# GTO W/AC Coil Springs



## cdon (Jun 22, 2012)

Hi everyone,
New to the forum. Picked up a 67 GTO last week. The guy I picked it up from was not very mechanically inclined. I need to redo the suspension, floats like a boat. In order to maintain the same height the front coil springs I think I need are Moog 5244. Everywhere I checked said that they are for a 1967 GTO W/O air. My car has factory air. I don't see how having air will change the spring #. Can I use the Moog 5244 on my car? Any other suggestions would be appreciated. Thanks


----------



## Instg8ter (Sep 28, 2010)

yes the air equipment made the front heavier so they are a little stiffer springs than non air cars, you can get the lemans wagon springs which are the same as the air springs i believe.
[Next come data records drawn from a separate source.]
PR #381, opened 2018-06-20
Reduce npm install time

ronami:
### 🔦 Summary

This PR moves `karma` (and co) and `node-sass` to `devDependencies`, and bumps several deps to prevent multiple versions of the same package from being installed.


ranyitz:
**So what's breaking for karma users?**

Yoshi used to install all of karma plugins and load them to the karma config, after this change, users need to add and specify the plugins they needs.

For example, a project that uses `mocha` and test on `Chrome`:

```js
// karma.conf.js
module.exports = {
  browsers: ['Chrome'],
  frameworks: ['mocha'],
  plugins: [
    require('karma-mocha'),	
    require('karma-chrome-launcher'),
  ],
};
```

A project that uses `jasmine` and test on `PhantomJS`
```js
// karma.conf.js

module.exports = {
  browsers: ['PhantomJS'],
  frameworks: ['jasmine'],
  plugins: [
    require('karma-jasmine'),
    require('karma-phantomjs-launcher'),	
  ],
};
```

Issue #305, opened 2018-05-23
Add info about started dev server to console on yoshi start


bodia-uz:
# 🙋 Feature Request

### 😯 Current Behavior

Currently, after `yoshi start` command, there is no info in the console about started dev server.

### 🤔 Expected Behavior

Info like `dev server started at localhost:3200` could be useful.

### 💁 Possible Solution 

Add dev server onfo to "weback-dev-server" log

### 🔦 Context 

...

ranyitz:
@bodia-uz We are going to revamp the whole start experience and a message like the one you suggest here is a great idea! In the meanwhile I would be happy to accept a PR that adds it.

ChenRoth:
what about this? https://github.com/wix/yoshi/blob/master/packages/yoshi/src/tasks/app-server/index.js#L55

ranyitz:
@ChenRoth I think that @bodia-uz means to the `webpack-dev-server` that serves the bundle. While this log represents the `app-server`.

bodia-uz:
Yes. It's about `webpack-dev-server`.

dotansimha:
Done in https://github.com/wix/yoshi/pull/391

PR #391, opened 2018-06-24
Allow `npm test` and `npm start` run on the same time

dotansimha:
### 🔦 Summary

This PR include changes to allow developers to run `npm start` and `npm test` on the same time. 
It checks if another process is using the CDN port, and verifies that the process is running for the same directory of the project, in order to make sure it's not running in another project.

Fixes https://github.com/wix/yoshi/issues/304 and also https://github.com/wix/yoshi/issues/305


packages/yoshi/src/tasks/cdn/index.js
```diff
@@ -22,7 +22,28 @@ module.exports = ({
   configuredEntry,
   defaultEntry,
 } = {}) => {
-  return new Promise((resolve, reject) => {
+  return new Promise(async (resolve, reject) => {
```
ronami: I don't think we need a promise here. Instead, we can declare the top-level function as `async` and just throw an error or return instead of resolving/rejecting.

packages/yoshi/src/utils.js
```diff
@@ -184,3 +186,38 @@ module.exports.getListOfEntries = entry => {
 module.exports.shouldTransformHMRRuntime = () => {
   return project.hmr() === 'auto' && project.isReactProject();
 };
+
+function getProcessIdOnPort(port) {
+  return childProcess
+    .execSync('lsof -i:' + port + ' -P -t -sTCP:LISTEN', { encoding: 'utf-8' })
```
ronami: template strings?

packages/yoshi/src/utils.js
```diff
@@ -184,3 +186,38 @@ module.exports.getListOfEntries = entry => {
...
+    .split('\n')[0]
+    .trim();
+}
+
+function getDirectoryOfProcessById(processId) {
+  return childProcess
+    .execSync('lsof -p ' + processId + " | grep cwd | awk '{print $9}'", {
```
ronami: template strings?

packages/yoshi/test/test.spec.js
```diff
@@ -2,12 +2,112 @@ const expect = require('chai').expect;
...
+            port,
+          },
+        },
+      }),
+    });
+
+    it('should throw an error when CDN port is in use by another directory', function(done) {
+      const TEST_PORT = 3335;
+      server = http.createServer();
+      server.listen(TEST_PORT, 'localhost', () => {
```
ronami: I think it will be easier to understand if this we had a function to take a port. I looked a bit an it looks like we already have one: https://github.com/wix/yoshi/blob/master/packages/yoshi/test/start.spec.js#L758, can we re-use it here?

packages/yoshi/test/test.spec.js
```diff
@@ -2,12 +2,112 @@ const expect = require('chai').expect;
...
+        ).to.equal(true);
+        done();
+      });
+    });
+
+    it('should skip cdn startup when yoshi is already running in the same path', async function() {
+      const TEST_PORT = 3336;
+      test.setup(executionOptions(TEST_PORT)).verbose();
+      const testPath = test.tmp;
+      const toExecute = `
```
ronami: I think having a function that takes a port in a specified path will be nice here, wdyt?

packages/yoshi/test/test.spec.js
```diff
@@ -2,12 +2,112 @@ const expect = require('chai').expect;
...
+              process.exit();
+            });
+          });
+        `;
+
+      fs.writeFileSync(path.join(testPath, 'use-port.js'), toExecute, {
+        encoding: 'utf-8',
+      });
+      child = childProcess.exec('node use-port.js', { cwd: testPath });
+      await wait(500);
```
ronami: why do we need to wait here? can we use `await execa`/`execSync` instead?

packages/yoshi/test/test.spec.js
```diff
@@ -2,12 +2,112 @@ const expect = require('chai').expect;
...
+          .setup(executionOptions(TEST_PORT))
+          .verbose()
+          .execute('test', undefined, outsideTeamCity);
+
+        expect(res.code).to.equal(1);
+        expect(
+          res.stderr.includes(
+            `port ${TEST_PORT} is already in use by another process`,
+          ),
+        ).to.equal(true);
```
ronami: I think we can make this a bit more verbose by: `expect(res.stderr).to.include(...)`

packages/yoshi/test/test.spec.js
```diff
@@ -2,12 +2,112 @@ const expect = require('chai').expect;
...
+        encoding: 'utf-8',
+      });
+      child = childProcess.exec('node use-port.js', { cwd: testPath });
+      await wait(500);
+      const res = test.execute('test', undefined, outsideTeamCity);
+
+      expect(res.code).to.equal(0);
+      expect(
+        res.stdout.includes(`cdn is already running on ${TEST_PORT}, skipping`),
+      ).to.equal(true);
```
ronami: I think we can make this a bit more verbose by: `expect(res.stdout).to.include(...)`

packages/yoshi/test/test.spec.js
```diff
@@ -2,12 +2,112 @@ const expect = require('chai').expect;
...
+      }),
+    });
+
+    it('should throw an error when CDN port is in use by another directory', function(done) {
+      const TEST_PORT = 3335;
+      server = http.createServer();
+      server.listen(TEST_PORT, 'localhost', () => {
+        const res = test
+          .setup(executionOptions(TEST_PORT))
+          .verbose()
```
ronami: let's remove `.verbse()`

ronami:
Hey @dotansimha, that looks awesome 🏆, please see the few comments.

packages/yoshi/test/test.spec.js
dotansimha: Because it takes about 100-200ms for the script to actually start

packages/yoshi/src/utils.js
dotansimha: fixed

packages/yoshi/src/utils.js
dotansimha: fixed

packages/yoshi/test/test.spec.js
dotansimha: fixed

packages/yoshi/test/test.spec.js
dotansimha: fixed

packages/yoshi/test/test.spec.js
dotansimha: fixed

packages/yoshi/test/test.spec.js
dotansimha: done :)

packages/yoshi/test/test.spec.js
dotansimha: done :)

packages/yoshi/test/test.spec.js
```diff
@@ -2,12 +2,94 @@ const expect = require('chai').expect;
...
+      'package.json': fx.packageJson({
+        servers: {
+          cdn: {
+            port,
+          },
+        },
+      }),
+    });
+
+    it('should throw an error when CDN port is in use by another directory', function(done) {
```
ronami: I think removing `done` and replacing it with an async function would look a bit better

packages/yoshi/test/test.spec.js
```diff
@@ -2,12 +2,94 @@ const expect = require('chai').expect;
...
+        done();
+      });
+    });
+
+    it('should skip cdn startup when yoshi is already running in the same path', async function() {
+      const TEST_PORT = 3336;
+      test.setup(executionOptions(TEST_PORT));
+      const testPath = test.tmp;
+      child = takePortFromAnotherProcess(testPath, TEST_PORT);
+      await wait(500);
```
ronami: alright, let's fork the process and send back when the server is up instead of waiting. It's not a lot of work and I'm not sure if waiting a set amount of time can cause this test to be flaky.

If the car does not sit low try shocks first, a good set of gasmatic shocks can do wonders for a bouncer.


----------



## cdon (Jun 22, 2012)

Thanks 
I think I posted in the wrong forum, will move to older GTOs


----------



## 67/04gto (Jan 15, 2005)

you can use the springs for a/c and with out a/c.like they said above the ac springs are stiffer it will just make the car sit a lil lower.if you going to rebuilt the suspension depending on what you what the car to be build as if you going with tublar control armsand bigger sway bars it with help with th eride,also if you get stiffer shocks also


----------



## Eric Animal (Oct 28, 2007)

Try Eaton Spring.....nice car, post some pics!!!!:cheers


----------